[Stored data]

[Start of section]

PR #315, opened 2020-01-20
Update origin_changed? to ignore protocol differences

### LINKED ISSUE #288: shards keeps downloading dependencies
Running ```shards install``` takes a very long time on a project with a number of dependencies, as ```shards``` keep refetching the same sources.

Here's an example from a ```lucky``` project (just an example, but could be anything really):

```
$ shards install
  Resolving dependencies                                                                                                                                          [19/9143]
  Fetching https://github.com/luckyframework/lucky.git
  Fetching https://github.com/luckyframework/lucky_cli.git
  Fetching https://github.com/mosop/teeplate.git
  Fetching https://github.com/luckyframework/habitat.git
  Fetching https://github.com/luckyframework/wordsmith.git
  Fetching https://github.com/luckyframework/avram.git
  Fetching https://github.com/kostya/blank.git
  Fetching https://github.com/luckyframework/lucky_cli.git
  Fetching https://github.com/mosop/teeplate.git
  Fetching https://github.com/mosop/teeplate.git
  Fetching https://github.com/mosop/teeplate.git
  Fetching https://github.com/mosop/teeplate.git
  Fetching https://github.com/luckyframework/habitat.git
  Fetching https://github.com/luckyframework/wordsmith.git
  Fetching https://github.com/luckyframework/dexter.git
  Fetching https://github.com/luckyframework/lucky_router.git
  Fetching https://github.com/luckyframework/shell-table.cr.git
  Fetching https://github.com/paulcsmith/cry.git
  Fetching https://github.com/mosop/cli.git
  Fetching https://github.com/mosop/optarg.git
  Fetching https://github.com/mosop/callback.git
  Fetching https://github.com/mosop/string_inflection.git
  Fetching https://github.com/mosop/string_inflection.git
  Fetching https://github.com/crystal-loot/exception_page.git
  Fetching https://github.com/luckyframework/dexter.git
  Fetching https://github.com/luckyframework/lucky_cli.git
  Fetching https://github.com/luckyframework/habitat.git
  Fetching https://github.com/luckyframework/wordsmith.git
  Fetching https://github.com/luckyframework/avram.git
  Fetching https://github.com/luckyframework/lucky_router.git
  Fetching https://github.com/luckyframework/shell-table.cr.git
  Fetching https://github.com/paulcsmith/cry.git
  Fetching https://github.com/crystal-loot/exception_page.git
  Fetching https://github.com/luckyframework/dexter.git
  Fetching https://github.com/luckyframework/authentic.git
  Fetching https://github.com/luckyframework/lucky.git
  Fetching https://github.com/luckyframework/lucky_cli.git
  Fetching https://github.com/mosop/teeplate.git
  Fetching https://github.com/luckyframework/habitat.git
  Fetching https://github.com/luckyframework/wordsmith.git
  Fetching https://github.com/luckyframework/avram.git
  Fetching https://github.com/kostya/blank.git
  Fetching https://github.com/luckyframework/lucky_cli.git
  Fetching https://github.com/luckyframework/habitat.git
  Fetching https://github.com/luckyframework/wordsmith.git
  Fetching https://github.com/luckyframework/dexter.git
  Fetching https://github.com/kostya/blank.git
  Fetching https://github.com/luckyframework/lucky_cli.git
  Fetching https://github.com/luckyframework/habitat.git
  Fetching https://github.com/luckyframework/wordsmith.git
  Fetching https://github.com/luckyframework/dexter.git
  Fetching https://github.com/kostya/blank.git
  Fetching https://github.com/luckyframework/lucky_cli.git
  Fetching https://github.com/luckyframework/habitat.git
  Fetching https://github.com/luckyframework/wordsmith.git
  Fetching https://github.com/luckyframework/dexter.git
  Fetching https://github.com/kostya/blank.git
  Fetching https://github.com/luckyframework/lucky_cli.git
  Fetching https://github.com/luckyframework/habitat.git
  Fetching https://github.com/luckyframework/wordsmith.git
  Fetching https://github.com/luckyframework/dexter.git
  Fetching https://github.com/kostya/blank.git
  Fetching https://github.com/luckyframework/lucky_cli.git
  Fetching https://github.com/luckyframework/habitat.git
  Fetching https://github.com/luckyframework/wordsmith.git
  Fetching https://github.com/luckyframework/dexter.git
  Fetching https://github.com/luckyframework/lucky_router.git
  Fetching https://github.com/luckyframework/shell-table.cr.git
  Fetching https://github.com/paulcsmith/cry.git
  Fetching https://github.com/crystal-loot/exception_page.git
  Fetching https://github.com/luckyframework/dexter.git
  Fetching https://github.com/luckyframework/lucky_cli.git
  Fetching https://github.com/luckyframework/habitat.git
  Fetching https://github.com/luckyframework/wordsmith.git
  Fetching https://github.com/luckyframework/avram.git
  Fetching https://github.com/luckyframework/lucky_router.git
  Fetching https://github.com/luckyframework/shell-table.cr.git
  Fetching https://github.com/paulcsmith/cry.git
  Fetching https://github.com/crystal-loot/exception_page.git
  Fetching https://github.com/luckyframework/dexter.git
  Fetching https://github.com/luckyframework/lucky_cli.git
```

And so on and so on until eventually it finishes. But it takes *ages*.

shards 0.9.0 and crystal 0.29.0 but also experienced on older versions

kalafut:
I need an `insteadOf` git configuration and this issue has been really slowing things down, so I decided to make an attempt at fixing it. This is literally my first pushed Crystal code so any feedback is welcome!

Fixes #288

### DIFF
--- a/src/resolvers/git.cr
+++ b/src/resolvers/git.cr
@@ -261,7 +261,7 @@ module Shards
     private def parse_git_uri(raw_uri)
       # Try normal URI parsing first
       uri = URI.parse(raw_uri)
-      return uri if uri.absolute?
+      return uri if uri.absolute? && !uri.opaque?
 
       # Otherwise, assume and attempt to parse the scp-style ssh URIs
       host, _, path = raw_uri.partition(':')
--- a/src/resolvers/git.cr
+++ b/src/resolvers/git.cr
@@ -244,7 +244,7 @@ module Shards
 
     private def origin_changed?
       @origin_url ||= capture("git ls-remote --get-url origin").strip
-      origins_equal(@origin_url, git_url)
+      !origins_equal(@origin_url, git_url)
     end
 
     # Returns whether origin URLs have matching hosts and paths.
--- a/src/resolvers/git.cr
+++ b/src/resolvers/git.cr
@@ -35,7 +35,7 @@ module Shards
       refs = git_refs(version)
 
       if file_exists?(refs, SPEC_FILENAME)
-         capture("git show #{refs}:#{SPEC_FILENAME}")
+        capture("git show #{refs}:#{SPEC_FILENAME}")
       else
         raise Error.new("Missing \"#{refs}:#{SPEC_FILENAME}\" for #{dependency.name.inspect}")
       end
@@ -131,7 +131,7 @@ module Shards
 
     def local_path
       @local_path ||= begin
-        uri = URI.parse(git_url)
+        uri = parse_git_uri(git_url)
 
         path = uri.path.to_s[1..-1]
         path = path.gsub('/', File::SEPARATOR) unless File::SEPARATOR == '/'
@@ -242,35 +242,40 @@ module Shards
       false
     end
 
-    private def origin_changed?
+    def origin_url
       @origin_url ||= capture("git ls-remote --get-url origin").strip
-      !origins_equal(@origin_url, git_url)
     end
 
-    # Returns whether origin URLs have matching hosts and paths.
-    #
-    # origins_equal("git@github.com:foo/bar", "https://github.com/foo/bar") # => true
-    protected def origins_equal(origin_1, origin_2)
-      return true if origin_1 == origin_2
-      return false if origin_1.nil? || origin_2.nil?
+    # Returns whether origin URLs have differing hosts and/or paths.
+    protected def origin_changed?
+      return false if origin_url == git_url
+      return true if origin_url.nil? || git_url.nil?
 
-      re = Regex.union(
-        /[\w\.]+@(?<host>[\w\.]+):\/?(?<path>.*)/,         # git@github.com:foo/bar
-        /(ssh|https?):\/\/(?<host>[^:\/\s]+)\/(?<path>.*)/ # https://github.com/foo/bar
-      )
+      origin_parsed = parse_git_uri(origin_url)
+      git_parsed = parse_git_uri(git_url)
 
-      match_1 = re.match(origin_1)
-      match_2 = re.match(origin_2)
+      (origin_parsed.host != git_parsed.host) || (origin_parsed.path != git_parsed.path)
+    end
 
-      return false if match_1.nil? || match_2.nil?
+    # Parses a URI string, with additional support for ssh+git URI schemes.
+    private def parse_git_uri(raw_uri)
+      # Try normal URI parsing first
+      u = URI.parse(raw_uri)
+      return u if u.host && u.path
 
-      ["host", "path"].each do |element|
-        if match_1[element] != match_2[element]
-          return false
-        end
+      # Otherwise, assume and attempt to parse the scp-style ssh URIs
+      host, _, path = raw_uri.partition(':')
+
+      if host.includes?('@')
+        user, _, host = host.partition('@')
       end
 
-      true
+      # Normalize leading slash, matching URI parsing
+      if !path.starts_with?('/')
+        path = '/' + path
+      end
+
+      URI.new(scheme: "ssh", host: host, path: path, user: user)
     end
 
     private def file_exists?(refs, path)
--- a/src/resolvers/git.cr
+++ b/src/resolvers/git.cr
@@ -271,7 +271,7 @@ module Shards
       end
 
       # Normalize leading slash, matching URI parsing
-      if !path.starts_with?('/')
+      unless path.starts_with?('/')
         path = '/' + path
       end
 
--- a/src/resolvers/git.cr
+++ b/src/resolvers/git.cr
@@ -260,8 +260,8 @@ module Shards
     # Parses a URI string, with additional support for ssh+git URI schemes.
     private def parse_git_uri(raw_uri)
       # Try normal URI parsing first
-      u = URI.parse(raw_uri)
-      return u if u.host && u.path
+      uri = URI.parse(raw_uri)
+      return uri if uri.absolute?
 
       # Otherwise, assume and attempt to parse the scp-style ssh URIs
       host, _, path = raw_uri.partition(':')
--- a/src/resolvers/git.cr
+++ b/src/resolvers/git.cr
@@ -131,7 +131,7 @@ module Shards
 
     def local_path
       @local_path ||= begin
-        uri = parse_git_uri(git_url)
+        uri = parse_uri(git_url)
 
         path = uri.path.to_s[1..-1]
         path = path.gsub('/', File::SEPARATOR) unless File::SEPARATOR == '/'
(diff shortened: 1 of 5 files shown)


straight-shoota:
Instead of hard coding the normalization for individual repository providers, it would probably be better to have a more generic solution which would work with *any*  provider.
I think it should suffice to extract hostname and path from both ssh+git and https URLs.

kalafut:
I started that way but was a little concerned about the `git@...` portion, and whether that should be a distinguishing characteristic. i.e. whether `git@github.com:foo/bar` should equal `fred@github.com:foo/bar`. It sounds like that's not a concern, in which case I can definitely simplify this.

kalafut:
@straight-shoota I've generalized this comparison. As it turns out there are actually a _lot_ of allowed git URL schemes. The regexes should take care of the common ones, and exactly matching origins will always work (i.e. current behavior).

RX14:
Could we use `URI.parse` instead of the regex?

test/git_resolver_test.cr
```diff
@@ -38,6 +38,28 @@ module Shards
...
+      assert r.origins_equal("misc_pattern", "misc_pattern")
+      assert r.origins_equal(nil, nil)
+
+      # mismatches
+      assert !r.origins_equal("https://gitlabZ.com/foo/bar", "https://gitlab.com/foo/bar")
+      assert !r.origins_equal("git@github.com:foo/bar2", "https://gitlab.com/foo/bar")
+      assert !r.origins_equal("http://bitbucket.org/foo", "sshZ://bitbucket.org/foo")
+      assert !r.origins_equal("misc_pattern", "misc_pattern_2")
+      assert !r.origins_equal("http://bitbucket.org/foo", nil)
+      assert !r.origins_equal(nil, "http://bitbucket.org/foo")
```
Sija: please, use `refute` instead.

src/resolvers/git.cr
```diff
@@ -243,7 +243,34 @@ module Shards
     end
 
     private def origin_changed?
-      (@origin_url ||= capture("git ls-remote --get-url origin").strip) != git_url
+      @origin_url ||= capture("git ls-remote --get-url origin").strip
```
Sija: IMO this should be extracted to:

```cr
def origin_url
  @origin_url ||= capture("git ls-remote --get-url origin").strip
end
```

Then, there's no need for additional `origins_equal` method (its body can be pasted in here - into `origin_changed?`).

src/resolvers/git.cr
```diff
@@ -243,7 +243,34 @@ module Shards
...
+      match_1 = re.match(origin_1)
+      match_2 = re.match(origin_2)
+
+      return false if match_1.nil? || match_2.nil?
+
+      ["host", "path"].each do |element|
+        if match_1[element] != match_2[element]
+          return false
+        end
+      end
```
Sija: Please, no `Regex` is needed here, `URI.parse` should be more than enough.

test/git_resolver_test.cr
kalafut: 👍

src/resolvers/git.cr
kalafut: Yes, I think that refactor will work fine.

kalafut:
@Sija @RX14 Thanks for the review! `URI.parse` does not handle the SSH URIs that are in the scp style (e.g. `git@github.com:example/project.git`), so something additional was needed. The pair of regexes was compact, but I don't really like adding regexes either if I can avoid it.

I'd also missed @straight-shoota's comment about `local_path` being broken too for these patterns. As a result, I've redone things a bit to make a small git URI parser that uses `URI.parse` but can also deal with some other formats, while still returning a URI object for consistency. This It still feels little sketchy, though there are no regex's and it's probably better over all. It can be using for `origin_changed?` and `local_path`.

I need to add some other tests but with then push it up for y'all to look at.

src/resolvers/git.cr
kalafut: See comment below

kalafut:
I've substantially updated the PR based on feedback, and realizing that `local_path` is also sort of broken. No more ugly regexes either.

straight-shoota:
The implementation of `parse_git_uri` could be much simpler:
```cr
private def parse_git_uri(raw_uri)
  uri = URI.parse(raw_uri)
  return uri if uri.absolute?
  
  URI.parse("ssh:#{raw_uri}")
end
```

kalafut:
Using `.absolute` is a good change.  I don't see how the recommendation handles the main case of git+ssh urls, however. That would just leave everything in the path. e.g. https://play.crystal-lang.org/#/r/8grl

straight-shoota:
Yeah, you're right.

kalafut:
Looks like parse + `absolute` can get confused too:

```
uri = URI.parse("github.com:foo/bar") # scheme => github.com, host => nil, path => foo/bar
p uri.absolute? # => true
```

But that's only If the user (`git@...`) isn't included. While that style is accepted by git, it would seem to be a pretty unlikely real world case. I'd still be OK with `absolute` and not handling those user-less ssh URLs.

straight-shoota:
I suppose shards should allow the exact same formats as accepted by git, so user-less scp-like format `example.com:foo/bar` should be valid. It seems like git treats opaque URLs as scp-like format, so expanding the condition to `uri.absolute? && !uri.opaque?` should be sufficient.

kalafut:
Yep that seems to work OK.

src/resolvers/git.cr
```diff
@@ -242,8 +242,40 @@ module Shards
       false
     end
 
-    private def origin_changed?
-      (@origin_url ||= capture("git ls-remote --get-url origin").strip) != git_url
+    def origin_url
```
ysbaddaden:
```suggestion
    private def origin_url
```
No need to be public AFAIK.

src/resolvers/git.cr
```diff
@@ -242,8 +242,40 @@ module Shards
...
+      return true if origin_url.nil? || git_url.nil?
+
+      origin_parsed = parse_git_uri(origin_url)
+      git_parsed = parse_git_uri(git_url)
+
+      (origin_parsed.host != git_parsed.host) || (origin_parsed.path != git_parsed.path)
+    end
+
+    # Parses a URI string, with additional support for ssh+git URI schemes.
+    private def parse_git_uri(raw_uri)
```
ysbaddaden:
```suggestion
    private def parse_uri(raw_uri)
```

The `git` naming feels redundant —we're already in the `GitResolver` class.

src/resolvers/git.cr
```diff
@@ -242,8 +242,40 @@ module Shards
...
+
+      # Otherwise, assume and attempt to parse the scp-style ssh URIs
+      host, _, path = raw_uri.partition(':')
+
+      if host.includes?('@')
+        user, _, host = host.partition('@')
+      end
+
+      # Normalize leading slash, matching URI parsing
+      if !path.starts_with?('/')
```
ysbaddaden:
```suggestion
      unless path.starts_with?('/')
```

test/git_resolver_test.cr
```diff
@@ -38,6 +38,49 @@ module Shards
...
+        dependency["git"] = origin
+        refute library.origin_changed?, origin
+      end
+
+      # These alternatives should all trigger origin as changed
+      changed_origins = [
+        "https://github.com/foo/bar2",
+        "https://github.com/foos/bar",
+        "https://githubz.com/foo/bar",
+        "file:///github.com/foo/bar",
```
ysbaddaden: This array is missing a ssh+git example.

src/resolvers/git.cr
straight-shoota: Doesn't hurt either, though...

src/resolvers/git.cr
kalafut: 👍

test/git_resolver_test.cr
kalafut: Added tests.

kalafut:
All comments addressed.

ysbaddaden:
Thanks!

[End of section]

● **Task objective**
All lines above from the one holding "Sija: please, use" to the one holding "can avoid it.", inclusive, are to be copied exactly; no other line is wanted.

● **Task response**
Sija: please, use `refute` instead.

src/resolvers/git.cr
```diff
@@ -243,7 +243,34 @@ module Shards
     end
 
     private def origin_changed?
-      (@origin_url ||= capture("git ls-remote --get-url origin").strip) != git_url
+      @origin_url ||= capture("git ls-remote --get-url origin").strip
```
Sija: IMO this should be extracted to:

```cr
def origin_url
  @origin_url ||= capture("git ls-remote --get-url origin").strip
end
```

Then, there's no need for additional `origins_equal` method (its body can be pasted in here - into `origin_changed?`).

src/resolvers/git.cr
```diff
@@ -243,7 +243,34 @@ module Shards
...
+      match_1 = re.match(origin_1)
+      match_2 = re.match(origin_2)
+
+      return false if match_1.nil? || match_2.nil?
+
+      ["host", "path"].each do |element|
+        if match_1[element] != match_2[element]
+          return false
+        end
+      end
```
Sija: Please, no `Regex` is needed here, `URI.parse` should be more than enough.

test/git_resolver_test.cr
kalafut: 👍

src/resolvers/git.cr
kalafut: Yes, I think that refactor will work fine.

kalafut:
@Sija @RX14 Thanks for the review! `URI.parse` does not handle the SSH URIs that are in the scp style (e.g. `git@github.com:example/project.git`), so something additional was needed. The pair of regexes was compact, but I don't really like adding regexes either if I can avoid it.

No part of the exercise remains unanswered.